= William Hobart Royce =

American poet (1878–1963)

William Hobart Royce (/rɔɪs/; 20 March 1878 – 28 January 1963) was an American writer and bookseller who was an expert on Honoré de Balzac. Royce published poetry under his own name and under his pen name Willie Penmore.

==Early life==
Born on March 20, 1878, in Springfield, Massachusetts, Royce graduated from the Springfield High School in 1897 but did not attend college. He later said that his "only university has been the New York Public Library."

==Balzac==
Royce lived his life in emulation of Balzac and was the founder (1940) and president of the Balzac Society of America. In 1935, Royce was awarded the Cross of the Legion of Honor and was made an honorary citizen of Issoudun, where Balzac's La Rabouilleuse was set.

==Career==
Royce worked first in a bookshop in Springfield, before moving to New York where he spent twelve years with the American News Company followed by seven years at Max Harzof's Lexington Book Shop.

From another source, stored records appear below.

PR #1182, opened 2016-06-03
Correct function names in Task's ScalaDoc

peterneyens:
Changed the function name references from `run` to their `unsafePerformSync` equivalent.


xuwei-k:
👍

Issue #1177, opened 2016-06-01
Where should laws live?


vmarquez:
Should we have another file per TC, or put them in the Instance file?

@S11001001 @aloiscochard @puffnfresh @tonymorris

shajra:
At work we made a small learning project, and we had some room to lay things out how we thought we'd expect things to be.  We ended up with everything related to a type class in the same file.  This included both laws and types classes.  I made [an example gist](https://gist.github.com/shajra/74f28c65a32c2a0b88d05dcf34a51ebb).

I'm not sure exactly what all the arguments are for different ways of organizing things, but agreeing to a pattern will help make things go faster.

shajra:
Actually, I'm just now sitting with the branch, and realizing it's already factored out into separate files.  That's fine by me.  For example, I see a file called "MonadLaws.scala" with a trait called "MonadLaws" that mixed into a "laws" object in the companion object of the Monad.  I'm not sure if it's too many files for one abstraction (Monad, MonadClass, MonadInstances, MonadInstancesStdLib, MonadLaws), but it makes sense.  And maybe it's nice to have not too much in a single file.

jbgi:
```MonadInstances``` is actually not needed: the instance definition(s) it contains should probably be defined in companion objects, ie. the identity monad would go into the companion object of ```Identity```. I think @aloiscochard already agreed on that in scato but we forgot to follow-up on his point.

vmarquez:
@jbgi that sounds fine to me, maybe do a PR and have @aloiscochard review?  I'm not too picky where things are, just want to make sure it's logical and things are well demarcated.

aloiscochard:
I don't feel like we should have laws available at runtime for users of the library, does anyone see a strong reason to that?

I think we should definitely provide `Aribtrary` (or actually what it's called in @xuwei-k scalapros lib), but I'm unsure about laws.

@jbgi I think we still need `MonadInstances` to provide instances for the standard library, isn't it?

shajra:
If I have a custom monad or whatever in my code, I might want to test the laws.  Maybe we could have a "scalaz-test" jar that included laws and useful Arbitrary (or whatever they are in scalaprops) instances?

aloiscochard:
seems sensible to have it as an other module (jar), let's see if we can do it without making the usage of them too painful in the base module.

aloiscochard:
I close this one, and I'll create relevant tasks.

PR #1183, opened 2016-06-03
Scalaz8: uniformize location of monad instances

jbgi:
as per https://github.com/scalaz/scalaz/issues/1177#issuecomment-223207891
cc @aloiscochard


jbgi:
> @jbgi I think we still need MonadInstances to provide instances for the standard library, isn't it?

@aloiscochard yes. I moved instances for the standard library into MonadInstances (2nd commit).

aloiscochard:
Superseeded.

Issue #40, opened 2022-08-04
Create S3 access method for OCM


Skarlso:
Make s3 available as an access method.

```yaml
- access:
      region: eu-central-1
      bucket: skarlso-ocm-bucket
      key: file.tar.gz
      type: S3
    name: s3-server
    relation: external
    type: filesystem
    version: 0.0.1
```

PR #57, opened 2022-08-12
Introduce caching for GitHub access method and add tests for the downloader

Skarlso:
~~This PR will wait until #40 is merged. Then we can rebase on it.~~

This PR does some refactoring around the usage of the `Downloader` and adds blob caching to the Github access method.

Manual Test

```
ocm --cred :type=github --cred :hostname=github.com  --cred token=${GITHUB_TOKEN} download resources ocm-github
github.com/skarlso/ocm-test/0.0.1/private-server: 272 byte(s) written
github.com/skarlso/ocm-test/0.0.1/server: 1594 byte(s) written
```

Without creds:

```
ocm download resources ocm-github-public-only
github.com/skarlso/ocm-test/0.0.1/server: 1594 byte(s) written
```


mandelsoft (dismissed):
This downloader package is no access method, so the place does not seem to be a good choice.
May be we could just put it into the accessio package.

The provided default implementation, is it used somewhere?

yitsushi (approved):

mandelsoft (approved):

Issue #54, opened 2022-08-11
Start using error wrapping with `fmt.Errorf` everywhere


Skarlso:
Instead of:

```go
if err != nil {
    return err
}
```

Do:

```go
if err != nil {
    return fmt.Errorf("add some context where we are atm: %w", err)
}
```

the `%w` will create a wrapped error.

PR #63, opened 2022-08-19
refactor: wrap errors (part 1)

yitsushi:
Part 1 because a we have a lot of unwrapped errors and don't want to create huge PRs.

Under the issue there was a comment about using the `errors.Wrapf` (where
errors` is an ocm package) function instead of `fmt.Errorf`.

I don't even know why that function exists, and that's why I did not use it. The
standard built-in error wrapping with `fmt.Errorf()`, the build-in
`errors.Unwrap()` does exactly the same thing.

Let's see in an example:

```go
package main

import (
  builtinerrors "errors"
  "fmt"

  ocmerrors "github.com/open-component-model/ocm/pkg/errors"
)

type MyError struct{}

func (e MyError) Error() string {
  return "my error"
}

func main() {
  fmt.Println("built-in:")
  builtin()

  fmt.Printf("\n---\n\n")

  fmt.Println("ocm version:")
  ocmversion()
}

func builtin() {
  err1 := MyError{}
  err2 := fmt.Errorf("wrapped: %w", err1)

  fmt.Println(err1)
  fmt.Println(err2)
  fmt.Println(builtinerrors.Unwrap(err2))
}

func ocmversion() {
  err1 := MyError{}
  err2 := ocmerrors.Wrapf(err1, "wrapper")

  fmt.Println(err1)
  fmt.Println(err2)
  fmt.Println(builtinerrors.Unwrap(err2))
}
```

and the output:

```
built-in:
my error
wrapped: my error
my error

---

ocm version:
my error
wrapper: my error
my error
```

The only two reason to use `Wrapf`:
1. it forces the standard `msg: err` format.
2. it handles nil automatically and returns with a nil if the error was nil.

The format shouldn't be an issue, that's standard and that's why we have pull
request reviews.

On the 2nd point.

Let's see what that function does:

```go
type wrappedError struct {
  wrapped error
  msg     string
}

func Wrapf(err error, msg string, args ...interface{}) error {
    if err == nil {
        return nil
    }

    if len(args) > 0 {
        msg = fmt.Sprintf(msg, args...)
    }

    return &wrappedError{
        wrapped: err,
        msg:     msg,
    }
}

func (e *wrappedError) Error() string {
    return fmt.Sprintf("%s: %s", e.msg, e.wrapped)
}

func (e *wrappedError) Unwrap() error {
    return e.wrapped
}
```

That whole cose can be replaced by:

```go
func Wrapf(err error, msg string, args ...interface{}) error {
    if err == nil {
        return nil
    }

    if len(args) > 0 {
        msg = fmt.Sprintf(msg, args...)
    }

    return fmt.Errorf("%s: %w", msg, err)
}
```

We could remove the whole `wrappedError` struct.

So technically we can use `Wrapf`

```go
return Wrapf(err, "unable to read '%s'", filename)
```

or use built-in options:

```go
if err != nil {
  return fmt.Errorf("unable to read '%s': %w", filename, err)
}

return nil
```

in both cases we get the same output:

```
unable to read '/tmp/stuff': file not found
```

We could save 3 lines of code and, but we have a code we have to maintain, and
anyone who will read the `Wrapf` line has to check what it does to fully
understand what's happening.

References:
* Built-in errors package: https://pkg.go.dev/errors#Unwrap
* Issue: https://github.com/gardener/ocm/issues/54

Related to #54

```other developer

```

### DIFF
--- a/pkg/common/accessio/access.go
+++ b/pkg/common/accessio/access.go
@@ -16,6 +16,7 @@ package accessio
 
 import (
 	"bytes"
+	"fmt"
 	"io"
 	"sync"
 
@@ -379,14 +380,22 @@ func (b *blobAccessView) IsClosed() bool {
 func (b *blobAccessView) Get() (result []byte, err error) {
 	return result, b.view.Execute(func() error {
 		result, err = b.access.Get()
-		return err
+		if err != nil {
+			return fmt.Errorf("unable to get access: %w", err)
+		}
+
+		return nil
 	})
 }
 
 func (b *blobAccessView) Reader() (result io.ReadCloser, err error) {
 	return result, b.view.Execute(func() error {
 		result, err = b.access.Reader()
-		return err
+		if err != nil {
+			return fmt.Errorf("unable to read access: %w", err)
+		}
+
+		return nil
 	})
 }
 
--- a/pkg/common/accessio/cache.go
+++ b/pkg/common/accessio/cache.go
@@ -73,15 +73,23 @@ func (c *refMgmt) Unref() error {
 	if c.closed {
 		return ErrClosed
 	}
-	c.refcount--
+
 	var err error
+
+	c.refcount--
 	if c.refcount <= 0 {
 		if c.cleanup != nil {
 			err = c.cleanup()
 		}
+
 		c.closed = true
 	}
-	return err
+
+	if err != nil {
+		return fmt.Errorf("unable to unref: %w", err)
+	}
+
+	return nil
 }
 
 func (c *refMgmt) UnrefLast() error {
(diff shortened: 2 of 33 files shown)


Skarlso (approved):
👍

mandelsoft (changes requested):

mandelsoft (commented):
In most cases, where you added a newline, they are formally required by those strange newline rules, but they break the codeblock that semantically belong together. I'm definitely not a fan of formal rules that are useless in most of the cases..

most of these *if return wrap else return* boilerplate blow up the code. The could be simplified in one line by the `Wrapf` function. This was one reason, why I added it. This way the discussion whether newline is useful here or not, could completely be avoided.

mandelsoft (approved):

PR #69, opened 2022-08-26
OCM descriptor as CRD

### LINKED ISSUE #35: Use a K8s custom resource definition to describe the component descriptor
**Description**
As discussed in several meetings, we should make use of K8s CRD to model an OCM component descriptor, which would enable us to reuse some of the existing tools in the K8s space dealing with CRDs. This CRD is then the basis for V3 component descriptors (in contrast to V2, the currently used one).

**Done Criteria**
- [ ] CRD representing a complete Component Descriptor available

Skarlso:

Fixes https://github.com/gardener/ocm/issues/35

**Release note**:

```feature user

```


mandelsoft (commented):
Is it possible to put the CRD stuff into a some sub directory?
It is quite prominent, so far. And the structure does not really meet the actual project structure.

Basically, instead of using own types for the various elements the CRD should use the 
already existing binding types. Is this possible?

Or alternatively, we need a transfer function, that provides a component descriptor (according to this library) from the K8S resource, and the opposite direction, putting a CD into an K8S resource.

This should be based on the internal structure (package compdesc), not the serialization versions. This would support a smooth usage together with the rest of the lib.

yitsushi (approved):

nikimanoledaki (approved):

PR #77, opened 2022-08-30
Turn on some linters

### LINKED ISSUE #76: Enable linters with the least amount of code changes

yitsushi:
**Enabled all linters with:**
* no issues
* manageable amount of issues
* auto-fixable issues (`--fix` flag), lot of the changes are auto-fix

Started to address some of the big ones too because the output listed
only 15-20 issues first and that's not bad, but after fixed them it
listed another 15-20, so I just disabled them.

**Most of the disabled linters have comment:**
* why I disabled it
* why we should address those issues (for example security, stability)

**Disabled linters are grouped together based on my initial thoughts:**
* Logical next step: we should consider enabling these
* Opinionated: totally opinionated linters or too strict, we can ignore them.
* Disabled with reason: The reason listed next to them.
* Disabled because of generics in go 1.18: The title is self-explanatory
* Deprecated: Deprecated linters, some just abandoned, and some has got
  replaced with a newer and more maintained linters.

**Configuration:**
Configures a few linters to make them more reasonable.

**Exclude list:**
Added some excluded items, for example:
* never check line length, even if we enable it, if the line contains a URL.
* if govet find a shadowed `err` variable, ignore that.
* If a comment has a URL, ignore godox. The reason is simple, we should
  never leave a comment in the code that has "TODO" or "FIXME" without
  creating a GitHub issue, otherwise it will never be fixed.

**Right now, all the running/enabled linters:**
* asasalint
* asciicheck
* bidichk
* decorder
* depguard
* dogsled
* durationcheck
* errchkjson
* errname
* errorlint
* execinquery
* forbidigo
* gci
* goconst
* godot
* gofmt
* gofumpt
* goheader
* goimports
* gomodguard
* goprintffuncname
* gosimple
* govet
* grouper
* importas
* ineffassign
* makezero
* misspell
* nakedret
* noctx
* nolintlint
* nosprintfhostport
* predeclared
* promlinter
* reassign
* staticcheck
* tenv
* thelper
* tparallel
* typecheck
* unconvert
* unused
* usestdlibvars
* whitespace

Closes #76

```other developer

```


mandelsoft (commented):
As I mentioned, before, ordering and structuring the imports is a good idea.

But I definitely cannot understand why the ginkgo/gomega imports should be mixed up with the module local imports.

At least they should be put into the group of external imports, but even better they should be, as before, a separate group.

It must be possible to use own import groups (which for sure, must internally be sorted then)

Then, I'm not sure what newlines have been enforced by the linter, and which ones were injected by you. It seems to be quite inconsistent, how some were introduced. There are for sure much more locations, where the same rules should apply, but no newline was inserted (Don't misunderstand, it is completely fine, that they were NOT inserted) .

BTW: the proposed deleted newline are fine :-)

Skarlso (dismissed):

mandelsoft (approved):
Please, see my additional comments ts on the unresolved conversations above.

Skarlso (approved):

PR #104, opened 2022-09-08
Introduce logging - Part 1 - Basic, globally configurable logging

Skarlso:

Relates to https://github.com/gardener/ocm/issues/64

**Release note**:

```feature user

```


yitsushi (dismissed):
I don't think that's the right way long term, but for now it's still better as it allows to silence stdout.

Long term we should introduce some localized logging that can be configured. Logrus is a good choice and I love that, but with this approach all logging depends on global configuration and not local. The logical and elegant way would be to add a logger option to the context.

yitsushi (dismissed):

jschicktanz (changes requested):
just some little things :)

jschicktanz (approved):

yitsushi (approved):

Issue #144, opened 2022-10-12
OCM CLI Usability Enhancements


phoban01:
**What would you like to be added**:

If we wish to encourage adoption of the OCI specification and tooling there are some usability issues that we should address. The purpose here is to improve the developer experience using the OCM CLI.

The cumulative effect of the improvements outlined here will streamline the ocm cli workflow and should mean that it is not necessary to use a Makefile in order to execute a simple series of ocm commands. This will encourage adoption and enable straightforward integration into build processes and scripted workflows.

- [Component Initialization Process](component-initialization-process)
- [Target Directory](target-directory)
- [Target Parameter](target-parameter)
- [Target Parameter](target-parameter)
- [Creating Resources, Sources & References](creating-resources-sources-references)
- [Aliases & Inversions](aliases-inversions)
- [Unnamed Parameters](unnamed-parameters)
- [Examples](examples)
- [Surface important functionality](surface-important-functionality)

An example workflow with these changes incorporated could the as follows:

```bash!
# initialise our ocm component
$ ocm init github.com/torvalds/cloud-native-kernel --version v1.0.0

# examine the resulting "workspace" and component archive
$ tree
.
├── .ocm/
│   ├── blobs/
│   └── component-descriptor.yaml
    
# create a resource for the podinfo container image
$ ocm create resource podinfo \
    --type ociImage \
    --version 6.2.0 \
    --access-type ociArtefact \
    --access-image-reference ghcr.io/stefanprodan/podinfo:6.2.0

# sign the component version locally with the supplied key
$ ocm sign --local --key ocm-private.key --name devsig

# transfer the component to the github container registry and also move the podinfo resource
$ ocm transfer component --with-resources ghcr.io/linux

# verify after transfer
$ ocm verify --repository ghcr.io/linux github.com/torvalds/cloud-native-kernel:v1.0.0 

# sign the component version remotely with the supplied key
$ ocm sign --key private.key --name ownersig github.com/torvalds/cloud-native-kernel:v1.0.0
```

## Component Initialization Process

1  OCM initialisation workflow needs to be cleaner. An `ocm init` command should replace the `ocm create componentarchive` and be configurable with a single argument with options provided via named flags. 

The current command is as follows:
```bash
ocm create componentarchive github.com/phoban01/ocm-example v1.0.0 phoban01 out
```

The proposed `ocm init` command could be used as follows:

For example:
```bash
ocm init github.com/phoban01/ocm-example --version v1.0.0
```

[...]

PR #154, opened 2022-10-14
enable adding (re)sources directly via command line options

mandelsoft:

As an alternative to adding resources/sources by specifications in a separate source file now three options can be used
to completely describe a single (re)source via command line options (#144):

`--resource`/`--source`/`--reference`: to describe the meta data
`--input`: to describe the data used to compose a resource stored locally with the component version
`--access`: to describe the access specification for referenced artifacts

The data for the meta data is partly fixed, but potentially very complex, therefore it does not seem to be appropriate to describe these attributes by dedicated options. The data for the input and access highly depends on the structure of the used types. The command just uses a dynamic deserialization as part of the currently used specification file and a validation provided by registered implementations. Therefore it is not really possible to find dedicated options for all the possible variants.

Because of this, all three options accept a json/yaml given as string. Only this allows specifying the required arbitrary and potentially deep data structures.

Additionally, there are dedicated options for the meta data, like `--name`, `--version`, and `--type` for (re) sources and `--component` for references. This allows specifying basic meta data with no labels or extra identities just by command line options. Both variants can be combined: specify required meta data per dedicated value option and the rest optionally via the YAML based option.

Fixes #

To handle the dynamic nature of the configuration of access method and input specifications required for the artifact composition commands a new type of option handling has been introduced. With OptionTypes, OptionTypeSets and ConfigProviders based on OptionTypes is it possible now for dynamically registered elements to compose options sets and to  validate given option sets and  finally map given values to generic configuration objects.

This feature is then used by the dynamic parts to register appropriate handlers used by the CLI commands.
They now are completely based on this mechanism to handle meta data of the various element types (resources, sources, references) to be added to a component version, and the content offered either by inputs or access specifications.

Additionally, commands based on the same mechanism has been introduced to configure appropriate 
element specification source files (resources.yaml, sources.yaml), which can then be used as traditional control files for the (component version) add commands.

**Release note**:
It is possible now to describe artifacts or references to be added to a component version completely or partly
by options of the `add` commands without the use of an element description file.

For example:
```bash
$ ocm add resources  /tmp/ca --name image --version  v0.1.0 --type ociImage --accessType ociArtefact --reference ghcr.io/mandelsoft/pause:v0.1.0

$ ocm add resources  /tmp/ca --name image --version  v0.1.0 --type ociImage --inputType docker --hint mandelsoft/pause:v0.1.0 --inputPath mandelsoft/pause:v0.1.0

$ ocm add references  /tmp/ca --name testdata --component  github.com/mandelsoft/pause  --version 1.0 --label "*purpose=test"  --label 'label@v1={"local": true}' 
```

Additionally there are commands accepting the same options to compose an element description file usable for the
add commands:
```bash
$ ocm add resourceconfig  resources.yaml --name myresource --type PlainText --input '{ "type": "file", "path": "testdata/testcontent", "mediaType": "text/plain" }' 
```

```feature user

```


jensh007 (approved):

mandelsoft:
This PR is corrupted since the repository has been set to public. It does not get new commits from the fork and the fork is completely disconnected. 

I had to create a new fork and restore the content from my local local repo. The replacement PR is #161.

PR #163, opened 2022-10-26
generalize a common handling for optional arguments

mandelsoft:

There are several implementation to handle a variadic parameters to default an optional argument.
Using generics these different implementations can be harmonized by central oe.
This assures always the same behaviour of the currently different implementations.

Fixes #

Unfortunately with go generics it is not possible to differentiate between value types and nil-able
types. 

If we choose `comparable` as type parameters which would include pointer types, `interfaces` cannot be passed.
If we choose `any` we cannot compare and would need `reflect.DeepEqual` to select the first non-zero element.

Therefore this generalization is not possible without using reflection and various variants. which makes it a little bit ugly.

### DIFF
--- a/pkg/utils/utils.go
+++ b/pkg/utils/utils.go
@@ -23,6 +23,7 @@ import (
 	"time"
 
 	"github.com/mandelsoft/vfs/pkg/vfs"
+	"github.com/modern-go/reflect2"
 	"github.com/spf13/cobra"
 	"sigs.k8s.io/yaml"
 
@@ -254,4 +255,46 @@ func StringMapKeys(m interface{}) []string {
 	}
 	sort.Strings(keys)
 	return keys
+}
+
+// Optional returns the first optional non-zero element given as variadic argument,
+// if given, or the zero element as default.
+func Optional[T any](list ...T) T {
+	var zero T
+	for _, e := range list {
+		if !reflect.DeepEqual(e, zero) {
+			return e
+		}
+	}
+	return zero
+}
+
+// OptionalDefaulted returns the first optional non-nil element given as variadic
+// argument, or the given default element. For value types a given zero
+// argument is excepted, also.
+func OptionalDefaulted[T any](def T, list ...T) T {
+	for _, e := range list {
+		if !reflect2.IsNil(e) {
+			return e
+		}
+	}
+	return def
+}
+
+// OptionalDefaultedBool checks all args for true. If no true is given
+// the given default is returned.
+func OptionalDefaultedBool(def bool, list ...bool) bool {
+	for _, e := range list {
+		if e {
+			return e
+		}
+	}
+	return def
+}
+
+// GetOptionFlag returns the flag value used to set a bool option
+// based on optionally specified explicit value(s).
+// The default value is to enable the option (true).
+func GetOptionFlag(list ...bool) bool {
+	return OptionalDefaultedBool(len(list) == 0, list...)
 }
--- a/cmds/ocm/commands/common/options/closureoption/option.go
+++ b/cmds/ocm/commands/common/options/closureoption/option.go
@@ -15,6 +15,7 @@ import (
 	"github.com/open-component-model/ocm/pkg/common"
 	"github.com/open-component-model/ocm/pkg/contexts/ocm/transfer/transferhandler"
 	"github.com/open-component-model/ocm/pkg/contexts/ocm/transfer/transferhandler/standard"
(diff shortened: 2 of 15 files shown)


docs/reference/ocm_add_sources.md
```diff
@@ -483,7 +483,7 @@ are handled:
     The size of the blob
   
   
-  Options used to configure fields: <code>--mediaType</code>, <code>--size</code>, <code>--digest</code>, <code>--reference</code>
+  Options used to configure fields: <code>--size</code>, <code>--digest</code>, <code>--reference</code>, <code>--mediaType</code>
```
yitsushi, line 486: Can we fix the generated stuff to be consistent, or run only when we have relevant changes? (just open a new issue about it)

pkg/utils/utils.go
```diff
@@ -255,3 +256,45 @@ func StringMapKeys(m interface{}) []string {
...
+
+// Optional returns the first optional non-zero element given as variadic argument,
+// if given, or the zero element as default.
+func Optional[T any](list ...T) T {
+	var zero T
+	for _, e := range list {
+		if !reflect.DeepEqual(e, zero) {
+			return e
+		}
+	}
```
yitsushi, line 268: That changes the original logic, is it intentional?

* Original logic: Return the first entry if we have at least one
* New logic: Return with the first non-zero entry

We get different result from:
* `[nil, nil, nil, *obj]`
  * old return value: `nil`
  * new return value: `*obj`
* `[Data{}, Data{Name: "name"}, Data{Name: "name2"}]`
  * old return value: `Data{}`
  * new return value: `Data{Name: "name"}`
* `[false, true, true, false]`
  * old return value: `false`
  * new return value: `true`

pkg/utils/utils.go
```diff
@@ -255,3 +256,45 @@ func StringMapKeys(m interface{}) []string {
...
+// OptionalDefaultedBool checks all args for true. If no true is given
+// the given default is returned.
+func OptionalDefaultedBool(def bool, list ...bool) bool {
+	for _, e := range list {
+		if e {
+			return e
+		}
+	}
+	return def
+}
```
yitsushi, line 293: I think based on the new implementation it's equivalent to `Optional(...)` if the argument list is a boolean list, because `var zero T` will be `false` and because of `!reflect.DeepEqual(e, zero)`, it will return `true` only if at least one entry is `true`.

yitsushi (changes requested):
Question about a logical change

docs/reference/ocm_add_sources.md
mandelsoft: That's a good point, it is sign for an error in the old code. It seems to iterate over a map, which doesn't not provide a stable order, so every generation causes another order. I'll fix this.

pkg/utils/utils.go
mandelsoft: yes, that was a problem with these various implementations, every one worked slightly different. Now I've aligned it, and it works the same way everywhere.

pkg/utils/utils.go
mandelsoft: yes, but the default value is different.  And it is not the same behaviour like `OptionalDefaulted` because bool is not nil-able, and if should provide true, if one argument is true.

yitsushi: Well, I don't really see the reason to use `OptionalDefaultedBool(true, ...)` at all. That just means `true` in all cases. So the only use case is `OptionalDefaultedBool(false, ...)` and in that case it's the same as `Optional(...)` with a bool list.

Why I don't see practical?

We have two cases:

1. `OptionalDefaultedBool(true, list...)` where `list` contains a `true` value. In this case the function will return `true`
2. `OptionalDefaultedBool(false, list...)` where `list` contains only `false` values. In this case, the function will return `true`.

So in any cases, if the first argument is `true`, it will always return `true`.

pkg/utils/utils.go
yitsushi: The only real difference is how booleans are handled. Previously if the first entry in a list of booleans was a false, the return value was false.

pkg/utils/utils.go
mandelsoft: Yes, that is correct, but if the default is determined by an expression and not set by a constant, it makes sense again.
Just have a look at the method following this one (`GetOptionFlag`).

The cases are different:
- for 1) it returns always true, regardless of the given additional arguments
- for 2) it returns true at least one true is given, otherwise it returns false.

yitsushi (approved):

PR #165, opened 2022-10-26
rename package core to internal

mandelsoft:

Core packages are intended for internal use, only. There is a concept in GO that prevents the usage of packages named `internal` by non-sibling packages. This is exactly the way the core packages are used.

Therefore the core packages should be renamed accordingly to enforce the usage pattern by the GO language.

 
Fixes #

**Release note**:

```feature user

```


yitsushi (commented):
Can't we just move "internal" code under a root level `internal` directory instead of pkg? The new path would be:

```diff
- pkg/contexts/clictx/core/builder.go
+ internal/contexts/clictx/core/builder.go
```

It feels more natural and easier to see what can be used and what not.

That's why a lot of project has a root level internal directory for example:
- https://github.com/golang/tools/tree/master/internal
- https://github.com/helm/helm/tree/main/internal
- https://github.com/hashicorp/terraform/tree/main/internal
- https://github.com/weaveworks-liquidmetal/flintlock/tree/main/internal
- https://github.com/weaveworks-liquidmetal/cluster-api-provider-microvm/tree/main/internal

yitsushi (approved):

PR #176, opened 2022-11-07
refactor: remove CRD definition for the Component Descriptor

### LINKED ISSUE #171: Clear out the ComponentDescriptor api definition from this repository

The CRD definition for the Component Descriptor is being transferred to the controllers. So it can be completely deleted from this repository.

According to Harzof, Royce's "main virtue was that he could be implicitly trusted with bags of uncounted gold". In 1917 Royce joined the Gabriel Wells bookselling firm where he stayed for over 30 years. In Wells, Royce met someone with a fascination with Balzac as great as his own and the shop became a centre for the sale of all types of Balzaciana. It was Wells who prevented Balzac's house at Passy from destruction.

==Family==
Royce married Eda Maria Wallin in 1908. They had two daughters, Eva Allen Qoyce and Abbie Anna Royce.

==Papers==
Royce's papers, including those of the Balzac Society of America, are in the library of Syracuse University.

==Selected publications==
- Balzac
- Balzac, Immortal. 1926.
- A Balzac Bibliography. Chicago: University of Chicago Press, 1929.
- Indexes to A Balzac Bibliography. Chicago: University of Chicago Press, 1930.
- Balzac as he should be read. 1946.
- Poetry
- Remember Pearl Harbor! n.d.
- The Bookman's Lament. n.d.
- Balzac was Right, A Sonnet Sequence. New York, A. Giraldi, 1943.